Tally the lines of the data that include the word "opened". Only the number is to be returned.

(Extracted data entries)

□ □ □ □ □

PR #21249, opened 2024-10-07
Staff 2-factor-auth

kevinansfield:

PR #21284, opened 2024-10-10
Fixed members/signin_urls endpoint to take admin api key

□ □ □ □ □

▸ ANSWER TO THIS TASK
2